The time complexity of the proposed algorithm (Algorithm 1) is presented in Sect. 3. The computational time of the proposed algorithm against the standard WOA and APSO is reported in Table 7. Table 7 reveals that the proposed algorithm takes less time to converge as compared to the other two existing algorithms.
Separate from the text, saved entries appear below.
PR #863, opened 2026-09-06
fix(openrouter): serialize user multimodal content

### LINKED ISSUE #844: fix(openrouter): image and document parts are rejected by SDK input validation, so every image chat fails
### Summary

Any chat turn carrying an image attachment fails on every OpenRouter model, including vision-capable ones such as `google/gemini-2.5-flash`. The request never leaves the process: the OpenRouter SDK rejects it during outbound input validation.

`@openrouter/sdk` is a Speakeasy-generated SDK. Its **input** model is camelCase (`ChatContentImage.imageUrl`) and the SDK serializes that to the OpenAI wire shape (`image_url`) itself. `openAIMessageToSdkMessage` converts the `assistant` and `tool` branches to camelCase (`toolCalls`, `toolCallId`) but passes user messages through untouched:

apps/server/src/providers/openrouter/index.ts:138

```ts
  return message as ChatMessages;
```

The parts it passes through are built in snake_case by `toOpenAIChatUserContent`:

packages/core/src/message-content.ts:465-468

Table 7 Comparison of efficiency in terms of time taken by different metaheuristic technique

4.1 Result and discussion

Figure 1 shows the sample of considered CT tumored and non-tumored lung images taken from the cancer imaging archives. The segmented image result analysis of the proposed algorithm at each successive for efficient detection of the nodule is shown in Figs. 5 and 6, respectively. Table 5 contains the optimized and discriminant set of grouped features obtained by applying the proposed hybrid whale optimization algorithm and adaptive particle swarm optimization (WOA_APSO) grouped by applying linear discriminant analysis (LDA). The comparative performance analysis of different classification techniques is shown in Table 6. Figure 7 depicts that a convolutional neural network provides better accuracy, sensitivity and specificity in comparison to support vector machine and artificial neural network. The achieved accuracy, sensitivity and specificity are 97.18, 97 and 98.66.

Fig. 5
figure 5

The sample result analysis on lung tumored image for detection of nodule

Fig. 6
figure 6

The sample result analysis on lung non-tumored image for detection of nodule

Fig. 7
figure 7

Comparative performance analysis

5 Conclusion and future work

In this paper, we have presented a novel approach for early detection, diagnosis and prediction to improve the treatment of patients and take preventative measures. Here, we implemented a hybrid WOA_APSO algorithm (see Algorithm 1). Image pre-processing and segmentation technique is applied for partitioning and segmenting the tumor region. The different features are extracted to gather the statistics information analysis which assists in the decision-making process. The proposed state-of-art method provides a better consolidated optimized dimension of features selection grouping approach by implementing a hybrid WOA_APSO algorithm embedding LDA. The convolutional neural network classification technique outperforms by providing an accuracy of 97.5% in comparison to support vector machine and artificial neural network. The methodology demonstrates the effectiveness and promising results for clinical application as compared to existing algorithms. The proposed method limits the working for 3-dimensional medical imaging. In the future, the work can be extended by using different modalities of medical imaging, and other metaheuristic techniques can be incorporated for enhancing the system performance.